[Collected data entries]
+===+
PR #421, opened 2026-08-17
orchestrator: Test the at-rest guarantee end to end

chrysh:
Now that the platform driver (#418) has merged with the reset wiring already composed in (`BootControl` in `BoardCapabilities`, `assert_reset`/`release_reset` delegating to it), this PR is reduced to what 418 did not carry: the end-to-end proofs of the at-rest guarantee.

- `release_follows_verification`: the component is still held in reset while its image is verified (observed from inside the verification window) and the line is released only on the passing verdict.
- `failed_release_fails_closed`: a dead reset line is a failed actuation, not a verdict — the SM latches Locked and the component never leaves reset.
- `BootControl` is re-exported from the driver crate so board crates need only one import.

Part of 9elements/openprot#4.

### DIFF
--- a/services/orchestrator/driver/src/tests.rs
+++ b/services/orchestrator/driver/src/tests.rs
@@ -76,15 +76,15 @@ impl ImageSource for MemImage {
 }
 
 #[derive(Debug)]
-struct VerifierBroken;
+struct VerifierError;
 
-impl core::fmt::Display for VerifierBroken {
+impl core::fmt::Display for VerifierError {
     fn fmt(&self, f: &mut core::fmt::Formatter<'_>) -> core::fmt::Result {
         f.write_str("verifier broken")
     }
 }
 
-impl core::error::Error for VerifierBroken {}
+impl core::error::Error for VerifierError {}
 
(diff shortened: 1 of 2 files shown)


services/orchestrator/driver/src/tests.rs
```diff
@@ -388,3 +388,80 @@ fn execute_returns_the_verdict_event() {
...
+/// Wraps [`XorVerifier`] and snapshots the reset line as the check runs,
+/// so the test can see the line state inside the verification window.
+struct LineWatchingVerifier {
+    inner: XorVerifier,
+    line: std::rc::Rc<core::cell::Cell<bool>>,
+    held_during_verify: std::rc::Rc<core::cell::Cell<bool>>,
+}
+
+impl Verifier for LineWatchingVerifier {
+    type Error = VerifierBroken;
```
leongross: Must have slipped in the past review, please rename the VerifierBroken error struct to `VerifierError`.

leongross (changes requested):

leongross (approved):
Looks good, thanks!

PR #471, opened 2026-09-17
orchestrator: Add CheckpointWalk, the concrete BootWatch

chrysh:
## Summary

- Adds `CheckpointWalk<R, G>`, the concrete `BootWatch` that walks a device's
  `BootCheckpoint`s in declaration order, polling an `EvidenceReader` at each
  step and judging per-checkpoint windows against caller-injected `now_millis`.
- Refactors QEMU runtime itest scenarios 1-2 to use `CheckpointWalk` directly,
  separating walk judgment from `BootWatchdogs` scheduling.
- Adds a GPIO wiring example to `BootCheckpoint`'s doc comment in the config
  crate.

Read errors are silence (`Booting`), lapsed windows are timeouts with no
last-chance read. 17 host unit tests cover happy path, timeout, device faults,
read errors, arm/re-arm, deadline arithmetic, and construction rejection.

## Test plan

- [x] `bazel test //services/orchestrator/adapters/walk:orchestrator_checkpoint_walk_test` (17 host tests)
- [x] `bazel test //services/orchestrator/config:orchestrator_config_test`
+===+
Please write out exactly the lines from the start of the data through the line that contains "Now that the", both ends included, and nothing else.

▶ WRITTEN SOLUTION:
PR #421, opened 2026-08-17
orchestrator: Test the at-rest guarantee end to end

chrysh:
Now that the platform driver (#418) has merged with the reset wiring already composed in (`BootControl` in `BoardCapabilities`, `assert_reset`/`release_reset` delegating to it), this PR is reduced to what 418 did not carry: the end-to-end proofs of the at-rest guarantee.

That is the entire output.